Option #1: Working with Big Data using Multithreading
The goal of this project is to use the concepts taught in this course to develop an efficient way of working with Big Data.
You should have 2 files in your Linux system: hugefile1.txtand hugefile2.txt, with one billion lines in each one. If you do not, please go back to the Module 7 Portfolio Reminder and complete the steps there.
Create a program, using a programming language of your choice, to produce a new file: totalfile.txt, by taking the numbers from each line of the two files and adding them. So, each line in file #3 is the sum of the corresponding line in hugefile1.txtand hugefile2.txt.
For example, if the first 5 lines of your files look as follows:
$ head -5 hugefile*txt
== hugefile1.txt ==
4131
29929
6483
7659
25003
== hugefile1.txt ==
8866
19171
11029
4889
27069
then the first 5 lines of totalfile.txtlook like this:
$ head -5 totalfile.txt
12997
49100
17512
12548
52072
Because the files of such large sizes cannot be read into memory in their entirety at the same time, you need to use concurrency. Reading the files one line at a time will take a long time, so use what you have learned in this course to optimize this process. Be sure to record the amount of time it takes for each version of your program to complete this task.

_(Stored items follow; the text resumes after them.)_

PR #337, opened 2021-10-06
allow long change group names

cppforlife:


renuy:
@enj , this fix is part of release v0.42.0

PR #345, opened 2021-10-07
Add Resource to the Exists function signature

### LINKED ISSUE #344: While checking for resource existence with "Exist" function, exist func should also return the resource.
## Value Addition
Today, in the `resources.go` file, both the `Resources` interface and `ResourcesImpl` struct, has the following method definition for Exists method `Exists(Resource, ExistsOpts) (bool, error)`. It doesn't return actual Resource object. Thus, if the caller of the Exists method has to act on the Resource Obj, he has to do another `Get()` call to get the latest resource. By adding the resource obj among the objects returned by Exists func, we can gain some performance.

## Code Changes:

- Navigate to the resources.go file.
- Change the `Resources` Interface `Exists(Resource, ExistsOpts) (bool, error)`  to `Exists(Resource, ExistsOpts) (Resource, bool, error)`. 
- There are two implementation of this interface:
    - `FakeResources` in `identified_resources_list_test.go` file
    As there is no method body for this, just changing the method signature will be enough here.
    - `ResourcesImpl` in `resources.go` file
    Here, we need to change both method signature as well as method body. In method body, we need to create the Resource object similar to like we do in `Get` method of resources.go file. Keep in mind that Retry functionality has to be retained.
- This method is consumed directly in `identified_resources.go` file. We have to change the method signature of this function to return Resource Obj as well.
   https://github.com/vmware-tanzu/carvel-kapp/blob/b5d6a0aa7c6bbef9857b472ca70b8a8c38a70d1a/pkg/kapp/resources/identified_resources.go#L101
- Now, we have to change the places from where `Exists` method of `identified_resources.go` is called. Those places are:
   - In add_or_update_change file
   https://github.com/vmware-tanzu/carvel-kapp/blob/b5d6a0aa7c6bbef9857b472ca70b8a8c38a70d1a/pkg/kapp/clusterapply/add_or_update_change.go#L102
   - In delete_change file
   https://github.com/vmware-tanzu/carvel-kapp/blob/b5d6a0aa7c6bbef9857b472ca70b8a8c38a70d1a/pkg/kapp/clusterapply/delete_change.go#L63
   - In labeled_resources.go file
   https://github.com/vmware-tanzu/carvel-kapp/blob/b5d6a0aa7c6bbef9857b472ca70b8a8c38a70d1a/pkg/kapp/resources/labeled_resources.go#L222 
   In labeled_resources.go file, immediately after this, we check if it exist and then make another call to get the Resource. Now, we can remove that and put this returned Resource Obj over the channel `resCh`
   https://github.com/vmware-tanzu/carvel-kapp/blob/b5d6a0aa7c6bbef9857b472ca70b8a8c38a70d1a/pkg/kapp/resources/labeled_resources.go#L228-L234

## Acceptance Criteria
As these methods are consumed internally, acceptance criteria for this will be to:
-  Adopt the changed method signature at all the places it is called from( as mentioned above).
-  No compilation error. To compile, you can navigate to the root directory i.e. `carvel-kapp` and run this script `hack/build.sh`.

shubham14bajpai:
Fixes: #344 

Signed-off-by: shubham <shubham14bajpai@gmail.com>

### DIFF
--- a/pkg/kapp/resources/identified_resources_list_test.go
+++ b/pkg/kapp/resources/identified_resources_list_test.go
@@ -56,9 +56,11 @@ metadata:
 
 	return []ctlres.Resource{antreaRes, deploymentRes}, nil
 }
-func (r *FakeResources) Delete(ctlres.Resource) error                            { return nil }
-func (r *FakeResources) Exists(ctlres.Resource, ctlres.ExistsOpts) (bool, error) { return true, nil }
-func (r *FakeResources) Get(ctlres.Resource) (ctlres.Resource, error)            { return nil, nil }
+func (r *FakeResources) Delete(ctlres.Resource) error { return nil }
+func (r *FakeResources) Exists(ctlres.Resource, ctlres.ExistsOpts) (ctlres.Resource, bool, error) {
+	return nil, true, nil
+}
+func (r *FakeResources) Get(ctlres.Resource) (ctlres.Resource, error) { return nil, nil }
 func (r *FakeResources) Patch(ctlres.Resource, types.PatchType, []byte) (ctlres.Resource, error) {
 	return nil, nil
 }
--- a/pkg/kapp/resources/resources.go
+++ b/pkg/kapp/resources/resources.go
@@ -41,7 +41,7 @@ const (
 type Resources interface {
 	All([]ResourceType, AllOpts) ([]Resource, error)
 	Delete(Resource) error
-	Exists(Resource, ExistsOpts) (bool, error)
+	Exists(Resource, ExistsOpts) (Resource, bool, error)
 	Get(Resource) (Resource, error)
 	Patch(Resource, types.PatchType, []byte) (Resource, error)
 	Update(Resource) (Resource, error)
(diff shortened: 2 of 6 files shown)


100mik:
hey @shubham14bajpai, could you sign the CLA?

pkg/kapp/resources/identified_resources_list_test.go
```diff
@@ -56,9 +56,11 @@ metadata:
 
 	return []ctlres.Resource{antreaRes, deploymentRes}, nil
 }
-func (r *FakeResources) Delete(ctlres.Resource) error                            { return nil }
-func (r *FakeResources) Exists(ctlres.Resource, ctlres.ExistsOpts) (bool, error) { return true, nil }
-func (r *FakeResources) Get(ctlres.Resource) (ctlres.Resource, error)            { return nil, nil }
+func (r *FakeResources) Delete(ctlres.Resource) error { return nil }
```
100mik, line 59: Looks like, `go fmt` was not run for this part of the code. Running `/hack/build.sh` should do that. Maybe you could [set up the dev environment ](https://github.com/vmware-tanzu/carvel-kapp/blob/develop/docs/dev.md)and run `/hack/test-all.sh` once as well before committing changes?

pkg/kapp/resources/resources.go
```diff
@@ -388,23 +388,24 @@ func (c *ResourcesImpl) Get(resource Resource) (Resource, error) {
...
 		if _, ok := err.(ResourceTypesUnknownTypeErr); ok {
-			return false, nil
+			return nil, false, nil
 		}
-		return false, err
+		return nil, false, err
 	}
 
 	var found bool
+	var resObj *ResourceImpl
```
100mik: nit 
`var resObj * ResourceIml`           ==>           `var clusterRes Resource`

Using the `Resource` type instead of `ResourceImpl` makes more sense imo?

pkg/kapp/resources/identified_resources_list_test.go
100mik: Tests seem to be passing! Just ensure that go fmt is run once

pkg/kapp/resources/resources.go
shubham14bajpai: Thanks. Yes that makes more sense.

pkg/kapp/resources/identified_resources_list_test.go
shubham14bajpai: I tried that, all the tests passed but still no change in the file. I even tried running `go fmt` on that particular file.

pkg/kapp/resources/resources.go
rohitagg2020: Yes, we should rely on interface than implementation

pkg/kapp/resources/identified_resources_list_test.go
100mik: I think we are good then! Just making sure

cppforlife:
@shubham14bajpai thank you for your contribution!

Optimize the program by using threads, so that you benefit from multiple cores in your CPU. Create a multithreaded program, where each thread works on the next chunk of the file.
Now, break up hugefile1.txtand hugefile2.txtinto 10 files each, and run your process on all 10 sets in parallel. How do the run times compare to the original process?
Explain your methods and results in detail. What conclusions can you make about the different methods of optimizing large file processing? How has the information that you learned in this course helped you to accomplish this task?